THE PRICE OF CONQUEST

You would think that after the ordeal of 1953, Charlie Houston would never have wanted to go near K2 again. On the contrary, the tragedy only deepened his fixation on the mountain. His passion for K2 was the equal of Mallory’s for Everest. Houston applied for and received a permit to put together yet another expedition in 1955.

In the meantime, however, Pakistan granted the Italians permission for the summer of 1954. After three expeditions, Americans may have come to feel that K2 was “their” mountain, but the Italians had a proprietary stake themselves in the world’s second-highest peak. On top of the pioneering effort by the Duke of the Abruzzi’s team in 1909, Italy had fielded a massive exploratory expedition to the region in 1929. Led by another nobleman, the Duke of Spoleto, this campaign remains somewhat mysterious. In K2: The Story of the Savage Mountain, Jim Curran calls it a “debacle,” and summarizes its history in a few pithy sentences:

Originally planned for 1928 to mark the tenth anniversary of the end of the First World War, the expedition was also to coincide with one to the North Pole. K2 and/or Broad Peak were to be the objectives but internal strife caused the grandiose project to be modified, and then postponed for a year. In the end it became lamely designated the “Italian Geographical Expedition to the Karakoram,” with no mountaineering objectives at all.

The leader of the 1954 expedition was Professor Ardito Desio, a geologist teaching at the University of Milan. (Desio would always insist that “Professor” be prefixed to his name.) Fifty-seven years old that summer, he was a tireless explorer of remote regions who had already led eleven scientific expeditions to Asia and Africa. His climbing résumé was distinctly thin, but, as he bragged in his thumbnail bio in the official book about the 1954 expedition, he was “the author of three hundred publications on geology, geography and paleontology.” Desio was also a veteran of the 1929 Karakoram adventure, during which he and a single companion had hiked up the Godwin Austen Glacier to its head, as they carefully studied the Abruzzi Ridge.

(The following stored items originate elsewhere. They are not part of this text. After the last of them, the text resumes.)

PR #70, opened 2021-12-02
Create CRUD endpoints for comments.

gurvirsasan:
Create the CRUD controller to:

- getComments
- getComment (by ID)
- Delete comment
- update comment
- create comment
 
connects up the controller methods to the routes.


server/routes/v1/index.ts
```diff
@@ -1,10 +1,12 @@
 import express from 'express';
 import userRouter from './user';
 import postRouter from './post';
+import commentsRouter from './comment';
 
 const routes = express.Router();
 
 routes.use('/users/', userRouter);
 routes.use('/posts/', postRouter);
+routes.use('/comments/', commentsRouter);
```
andy9775, line 10:
```suggestion
routes.use('/posts/:postid/comments/', commentsRouter);
```

You can now access the post the comment is being created for by `postid`

server/routes/v1/comment.ts
```diff
@@ -0,0 +1,85 @@
...
+      req.body.body
+    );
+    res.status(result.status).json(result);
+  } catch (err) {
+    console.error(err);
+  }
+});
+
+commentRouter.put(
+  '/postid/comments/:commentid',
```
andy9775, line 69:
```suggestion
  '/:commentid',
```

server/routes/v1/comment.ts
```diff
@@ -0,0 +1,85 @@
...
+      getAuthUser(res).id,
+      req.params.commentid
+    );
+    res.status(result.status).json(result);
+  } catch (err) {
+    console.error(err);
+  }
+});
+
+commentRouter.post(':postid/comments/', async (req: Request, res: Response) => {
```
andy9775, line 55:
```suggestion
commentRouter.post('', async (req: Request, res: Response) => {
```

server/controllers/v1/comment.ts
```diff
@@ -0,0 +1,211 @@
+import { Comment } from '../../models/comment';
+import db from '../../models';
+
+// The return type of a Comment associated with the Post's User.
+export type CommentsUser = Comment & {
+  User: {
+    id: string;
+    firstName: string;
+    lastName: string;
+    createdAt: string;
```
andy9775, line 10: No need for `createdAt` for the user data.
Here and elsewhere.

server/controllers/v1/tests/comment.test.ts
```diff
@@ -0,0 +1,160 @@
...
+        author.id,
+        comment.id
+      );
+      expect(result.status).toBe(204);
+
+      const findResult = await commentController.getComment(comment.id);
+      expect(findResult.status).toBe(404);
+    });
+
+    it('should not delete a different comment', async () => {
```
andy9775, line 118: `should not delete a comment not authored by a user`?

server/controllers/v1/tests/comment.test.ts
```diff
@@ -0,0 +1,160 @@
...
+        author.id,
+        comment.id,
+        newBody
+      );
+
+      expect(result.status).toBe(200);
+      expect(result.data!.result!.body).toBe(newBody);
+    });
+
+    it('should not update the comment for invalid user', async () => {
```
andy9775, line 86: `should only update a users comment`?

server/controllers/v1/tests/comment.test.ts
```diff
@@ -0,0 +1,160 @@
...
+      const result = await commentController.createComment(
+        'This is a new comment!This is a new comment!!',
+        author.id,
+        undefined
+      );
+      expect(result.status).toBe(400);
+    });
+  });
+
+  describe('post mutation', () => {
```
andy9775, line 69: `comment mutation`

server/controllers/v1/tests/comment.test.ts
```diff
@@ -0,0 +1,160 @@
...
+        expect(result.data.result![index].id).toBe(comments[index].id);
+        expect(result.data.result![index].User.firstName).toBe(
+          author.firstName
+        );
+      }
+      expect(result.data.total).toBe(3);
+    });
+
+    it('should return an error for a missing comment', async () => {
+      const result = await commentController.getComment('bingBong');
```
andy9775, line 40:
```suggestion
      const result = await commentController.getComment('123-123');
```

This follows the structure of a UID making it more obvious what it is

andy9775 (changes requested):
Good job, some minor comments.

server/controllers/v1/tests/comment.test.ts
```diff
@@ -25,19 +25,19 @@ describe('Test v1 - Comment Controller', () => {
...
-        expect(result.data.result![index].User.firstName).toBe(
-          author.firstName
-        );
-      }
+      expect(result.data.result!.map((x) => x.id).sort()).toEqual(
+        comments.map((x) => x.id).sort()
+      );
+      expect(
+        result.data.result!.map((x) => x.User.firstName === author.firstName)
+      ).toBeTruthy();
```
andy9775, line 34:
```suggestion
      expect(result.data.result!.map((c) => c.id).sort()).toEqual(
        comments.map((c) => c.id).sort()
      );
      expect(
        result.data.result!.map((c) => c.User.firstName === author.firstName)
      ).toBeTruthy();
```
`c` for comment, we're not in math lol

server/controllers/v1/tests/comment.test.ts
```diff
@@ -83,7 +83,7 @@ describe('Test v1 - Comment Controller', () => {
       expect(result.data!.result!.body).toBe(newBody);
     });
 
-    it('should not update the comment for invalid user', async () => {
+    it("should only update the author's comment", async () => {
```
andy9775, line 86:
```suggestion
    it('should only update the author's comment', async () => {
```

Enable format on save in vs code :)

andy9775 (approved):
Some minor nits, otherwise LGTM!

server/controllers/v1/tests/comment.test.ts
gurvirsasan: I have that enabled, but with `\'s` it automatically results to the double quotes

server/routes/v1/comment.ts
```diff
@@ -0,0 +1,82 @@
...
+import db from '../../models';
+import CommentController from '../../controllers/v1/comment';
+import { getAuthUser } from '../../middleware/auth';
+
+const commentRouter = express.Router();
+const commentController = new CommentController(db.Post);
+
+commentRouter.get('', async (req: Request, res: Response) => {
+  try {
+    const limit = req.body.limit;
```
plausibly, line 11: These should be `req.query` for a GET request, we cannot send a body.

server/routes/v1/comment.ts
```diff
@@ -0,0 +1,82 @@
...
+  } catch (err) {
+    console.error(err);
+  }
+});
+
+commentRouter.post('', async (req: Request, res: Response) => {
+  try {
+    const result = await commentController.createComment(
+      getAuthUser(res).id,
+      req.params.postid,
```
plausibly, line 59: shouldnt this be req.body?

plausibly (changes requested):

server/controllers/v1/tests/comment.test.ts
andy9775: NVM. I didn't realize that there was an apostrophe. Ignore me

server/routes/v1/comment.ts
gurvirsasan: makes sense!

server/controllers/v1/comment.ts
```diff
@@ -0,0 +1,218 @@
+import { Comment } from '../../models/comment';
+import db from '../../models';
+
+// The return type of a Comment associated with the Post's User.
+export type CommentsUser = Comment & {
+  User: {
```
plausibly, line 6: Check in postman to make sure this type is correct. I remember we had a similar mistake for PostUser, it was returning `UserId` separately from User

server/controllers/v1/comment.ts
```diff
@@ -0,0 +1,218 @@
...
+      this.commentsRepo.count({ where: { PostId: postID } }),
+    ]);
+
+    if (!data[0]) {
+      return {
+        status: 404,
+        data: { message: `Post ${postID} could not be found` },
+      };
+    }
+    if (!data[1]) {
```
plausibly, line 65: Why not just combine this if statement with the same one on line 59 with an `or`? We are returning `404` for both, so just update the status message with a general error message

plausibly (approved):
LGTM. Just some minor comments

plausibly:
Note: need to update getPosts to return number of comments in that post

server/controllers/v1/comment.ts
```diff
@@ -11,7 +11,7 @@ export type CommentsUser = Comment & {
 };
 
 // The maximum number of results to return.
-const MAX_RESULTS = 50;
+const MAX_RESULTS = 10;
```
andy9775, line 14: Only 10 posts per query?

andy9775 (approved):
One minor comment: Normally you wouldn't/shouldn't change existing migration files. You would create a new migration. Since we're dumping the DB each time, it's fine. Just an FYI.

Otherwise LGTM!

server/controllers/v1/comment.ts
plausibly: Yea, I think this is better than having lots of scrolling on the post page

server/models/tests/testHelpers.ts
```diff
@@ -153,13 +152,24 @@ export async function makeValidComment(
...
+export async function getAllTags(): Promise<Tag[]> {
+  return await TagModel.findAll();
+}
+
+export async function getPostTags(
+  postId: string
+): Promise<(Tag & PostTag)[] | undefined> {
+  const post = await PostModel.findByPk(postId);
+
+  return await post?.getTags();
```
danielduong8, line 171: couldn't post be null if no postId is found? then you would call getTags() on null

danielduong8 (approved):
lgtm

server/models/tests/testHelpers.ts
plausibly: its just for tests, but this looks like it was from the Tags PR.

PR #72, opened 2021-12-16
 Front-End Google Maps Integration

plausibly:
Note: Need to update the ENV variable, other than that the PR is ready for review

Works in conjunction with PR #76 

- Integrated Google Maps API on the frontend (Geocoding, Places API, Maps for JS)
- Hoping to god that we will not run out of 'free' queries on Google Cloud

Create Post:
- Added auto textbox which suggestions locations based on addresses, or names of places (I.e University of Toronto)
- (collapsible) Interactive map with a draggable pin, allows setting a precise location. This change is reflected in the autofill box
- Ability to select online event, this will disable the maps features

View Post:
- (collapsible) Added map showing location of the event, marked by a pin
- Map can be zoomed into, full screen, street view'd, etc..
- The actual location (i.e address) is shown in text above the map
- For online events, the map features are not shown.

The backend will be done in a seperate PR (#76 ). This requires changing the Post model and the controllers. I will need to add
coordinates to our model to allow for storing coordinates `{ lat, long }` so that it can be used to load the map. The existing `location` attribute will store the address of the location, or the link to the online event.

Note: For events that are online, lat and long are set to -1 to indicate not to use google maps.

Create Post:
image

Autocomplete:
image
image

Interactive map (Move around pin to update location textbox):
image

Hide Map:
image

Online Event (Disable maps features):
image

Viewing a post:

image
image
(For online events, the switch won't show up -- it will just say Location)


client/src/components/CreatePost.tsx
```diff
@@ -33,8 +42,37 @@ function CreatePost() {
     tags: [] as string[],
     capacity: 0,
     location: '',
+    coords: { lat: -1, lng: -1 }, // lat/lng -1 indicates online event.
   });
 
+  const handleLocation = (
```
andy9775, line 48:
```suggestion
  const updateLocation = (
```

client/src/components/CreatePost.tsx
```diff
@@ -33,8 +42,37 @@ function CreatePost() {
...
+    setForm((form) => {
+      return {
+        ...form,
+        location: location.location,
+        coords: { lat: location.lat, lng: location.lng },
+      };
+    });
+  }, [location]);
+
+  const handleLocationToggle = (e: React.ChangeEvent<HTMLInputElement>) => {
```
andy9775, line 71:
```suggestion
  const toggleOnlineLocation = (e: React.ChangeEvent<HTMLInputElement>) => {
```

client/src/components/ViewPostDialog.tsx
```diff
@@ -206,6 +208,39 @@ function CapacityBar(props: { maxCapacity: number }) {
   );
 }
 
+function LocationHandler(props: {
```
andy9775, line 211:
```suggestion
function LocationMap(props: {
```

client/src/components/ViewPostDialog.tsx
```diff
@@ -206,6 +208,39 @@ function CapacityBar(props: { maxCapacity: number }) {
...
+  coords?: { lat: number; lng: number };
+  location: string;
+}) {
+  const [isMapVisible, toggleMap] = React.useState(true);
+  const mapEnabled =
```
andy9775, line 216:
```suggestion
  const isOfflineEvent =
```

andy9775 (changes requested):
Looks good. 

I would also add a test for toggling the map and other user-map interactions you can think of.

client/src/components/ViewPostDialog.tsx
plausibly: LocationMap is already taken, it's the component imported from `LocationMap.tsx`

danielduong8 (approved):

client/src/components/LocationMap.tsx
```diff
@@ -90,16 +110,18 @@ export function LocationPickerMap( props: { setLocation:  (location: string, lat
       </FormGroup>
       <Paper
         elevation={5}
-        style={{ height: showMap ? '35vh' : '0', width: '100%' }}
+        style={{ height: showMap ? '35vh' : '0', width: '100%' }} // don't unload the map, 0 height will hide it
```
andy9775, line 113: usually we want to unload and not hide, save some resources.

andy9775 (approved):
Just on minor nit, otherwise LGTM!

client/src/components/LocationMap.tsx
plausibly: Can't unload it, the component loads the google maps API, unloading it also unloads the API.

PR #73, opened 2021-12-18
Style adjustment to tags

plausibly:
Slightly adjusted tag creation to make it more user friendly.

- Hitting 'Enter' creates tags now
- Adjusted tag deletion so 'X' does not put it back in the input box, but backspace does.


client/src/components/CreatePost.tsx
```diff
@@ -35,9 +35,12 @@ function CreatePost() {
     location: '',
   });
 
-  const handleTagDelete = (value: string) => {
+  const handleTagDelete = (value: string, emptyInput: boolean = false) => {
```
andy9775, line 38:
```suggestion
  const handleTagDelete = (value: string, clearInput: boolean = false) => {
```

andy9775 (approved):
Minor nit, otherwise LGTM!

When the French team led by Maurice Herzog climbed Annapurna, in 1950—the first 8,000er ever to be ascended—that triumph had a gigantic impact on the people of France. The climbers returned to wild celebrations that diminished not at all over the subsequent months. It is not an exaggeration to say that Annapurna meant to France what putting the first man on the moon meant to America. And the reason for that frenzy had everything to do with France’s emergence from World War II as a battered country that had been occupied by the hated Nazis for four and a half years. The victory on Annapurna gave a whole nation an incalculable boost of self-esteem.

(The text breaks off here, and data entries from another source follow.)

PR #76, opened 2021-12-21
Update backend to implement map coordinates

plausibly:
- Post model has `coords` with type JSON in the format `{lat: number; lng: number}`
- By default coords will be `{lat: -1; lng: -1}`, we can also check this in the frontend. -1 will indicate an online event
- getPost will return the `coords` of a post
- Updated create and update post to handle coords
- Routes have been updated to implement coords

We will be using the `location` to store the exact address of an event in string format (or the location of the online event) and is shown to the user when viewing a post. Coords will store the latitude and longitude and won't be explicitly shown to the user, but instead used to fetch the location with Google Maps API.

### DIFF
--- a/server/models/tests/post.test.ts
+++ b/server/models/tests/post.test.ts
@@ -18,11 +18,13 @@ describe('Post Model', () => {
       expect(author).toBeDefined();
 
       expect(author.userName).toContain('postTester');
+      const coord = { lat: 34.123913028321, lng: -96.123913028321 };
 
       const posted = await makePost(
         author.id,
         'This is a new post!',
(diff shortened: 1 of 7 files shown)


server/models/tests/post.test.ts
```diff
@@ -18,18 +18,21 @@ describe('Post Model', () => {
       expect(author).toBeDefined();
 
       expect(author.userName).toContain('postTester');
+      const coord = { lat: 34.123913028321, lng: -96.123913028321 };
```
andy9775, line 21: Additional test for an online event?

andy9775 (approved):
Minor comment, otherwise LGTM!

PR #77, opened 2021-12-21
Implement post-editing

plausibly:
Issue #74 
- Update frontend API to have update post PUT request
- Clicking 'Edit' when viewing (own) post will open editing UI. This has input textfields with default value of what the post is.
- Can edit and change post title, body, location, capacity
- Some error handling when invalid capacity is entered, invalid lengths, etc..

image
image
image
image

**Updated UI:**
image


client/src/components/ViewPostDialog.tsx
```diff
@@ -115,7 +116,7 @@ function MoreOptions(props: {
       >
         {props.isAuth ? (
           <>
-            <MenuItem onClick={closeMenu}>Edit</MenuItem>
+            <MenuItem onClick={() => props.toggleEdit(true)}>Edit</MenuItem>
```
andy9775, line 119: I'm assuming `isAuth` specifies if the user created the post they are trying to delete/update? If so, lets update that variable name, seems like it's just checking of the user is logged in. Something like `userHasCreatedPost`

client/src/components/ViewPostDialog.tsx
```diff
@@ -206,6 +207,126 @@ function CapacityBar(props: { maxCapacity: number }) {
...
+      setMsg('Body must be atleast 25 characters');
+      showAlert(true);
+    } else if (form.title === '' || form.location === '') {
+      setMsg('Enter all required fields');
+      showAlert(true);
+    } else if (isNaN(form.capacity)) {
+      setMsg('Capacity must be a number');
+      showAlert(true);
+    } else {
+      console.log(form);
```
andy9775, line 242:
```suggestion

```

andy9775 (changes requested):
I'm curious why you didn't reuse the create post component? You should be able to update it to take the post state via props of the post being edited. From this, if `defaultState` is not undefined you could update the `create post` button text to `update post` and use the appropriate API endpoint. We've already tested all that logic, all you would need to do is write a test to ensure that when default state is passed in, the data is visible in the form fields, the text is correct for the button, and that the updatePost api endpoint is hit.

plausibly:
> I'm curious why you didn't reuse the create post component? You should be able to update it to take the post state via props of the post being edited. From this, if `defaultState` is not undefined you could update the `create post` button text to `update post` and use the appropriate API endpoint. We've already tested all that logic, all you would need to do is write a test to ensure that when default state is passed in, the data is visible in the form fields, the text is correct for the button, and that the updatePost api endpoint is hit.

I thought about that, but my logic was that it will look better to have textboxes in a similar format to the post view rather than opening another dialog on top of it

andy9775 (approved):

plausibly:
Requested re-review because I made slight changes after fixing merge conflicts. Just making sure I didn't break anything.

Also @andy9775, how do we want to handle editing capacity? I was thinking they cannot reduce capacity below the amount of people that have already checked in

andy9775:
Sounds good. Again, lets focus on getting the things we set out complete before getting deep into all the different edge cases - we could spend days on one feature, thinking of all the possible edge cases and so on.

andy9775 (approved):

In its own way, Hillary and Tenzing’s ascent of Everest in 1953 had a comparable impact on the British public, especially when (thanks to a brilliant system of couriers and coded messages organized by the Times reporter James Morris) the news arrived back in England just in time to be announced in the middle of the coronation of Queen Elizabeth II. (One wag later called it “the last great day of the British Empire.”)

The 1950s were an intensely nationalistic decade, and the politics between countries inevitably crept into the world of sports. I wasn’t born until three years later, but some of my elders had vivid recollections of the 1956 Olympics, when the Russians and the Hungarians tried to kill each other in their water polo match.

Like France, but for different reasons, Italy was a battered country after World War II. Everyone old enough to have lived through it would never forget the sting of losing the war, climaxed by Mussolini’s body being hung upside down on a meat hook from the roof of a gas station in Milan. Professor Desio was thus fully aware of the potential value in national pride should Italians make the first ascent of K2.